Since the lens shift device according to Embodiment 1 is configured as described above, the following effects can be achieved.
(1) Since the rack gear 60 has a large tooth width, the strength can be improved so that the rack gear 60 can withstand even if an impact at the time of dropping is applied to the rack gear 60.

  (2) Further, even if the rack gear 60 has a large tooth width to improve the strength, the entire tooth surfaces 61a and 61b are not used as the contact surfaces 62 for power transmission, but the tooth surfaces 61a and 61b Since the contact surface 62 for transmitting power is formed only in a part of the tooth trace direction in 61b to form partial contact, the sliding resistance can be reduced.

  (3) In the rack gear 60, a contact surface 62 for transmitting power is formed at the center of the tooth surfaces 61a and 61b, and relief portions 63 are formed on both sides of the contact surface 62 in the tooth line direction. The relief portion 63 is formed so as to gradually increase toward the end portion in the tooth trace direction. Therefore, the sliding resistance can be reduced to the maximum while suppressing the strength reduction of the rack gear 60 to the minimum.

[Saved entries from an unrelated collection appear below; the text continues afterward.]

PR #1090, opened 2026-08-14
Remove unused `model.vw_model_run_type` view

jeancochrane:
This PR reverts the primary change from #1071 (the `model.vw_model_run_type` view) since we are no longer using it after pivoting to a new junk model management approach in https://github.com/ccao-data/model-res-avm/pull/531. See https://github.com/ccao-data/model-res-avm/issues/522 for background.

There are a few components of #1071 that I didn't revert, since I think they will be helpful going forward:

- I retained the change that tweaked the uniqueness test on `model.metadata` so that it is unique by `run_id`, rather than `(run_id, year)`
- I retained the new docs for the `run_type` column; even though these docs are not being used anywhere right now, I expect they may be useful in the future

Note that I've already deleted the following resources in AWS, so merging this PR won't actually make any changes to our resources:

- `model.vw_model_run_type` Glue table
- Dev model results S3 bucket
- Dev model results Glue crawler
- `z_dev_model` Glue database


wrridgeway (approved):
Looks good to me, thanks for handling this.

  (4) Any rack gear 60 in the horizontal drive mechanism 40 for moving the horizontal movable base member 20 in the horizontal direction and the vertical drive mechanism 50 for moving the vertical movable base member 30 in the vertical direction As described above, the tooth width is increased, and the contact surface 62 is only the central portion in the streak direction. In this way, the sliding frictional force in any of the rack gears 60 used in two places can be reduced, so that the projection lens can be driven easily and smoothly.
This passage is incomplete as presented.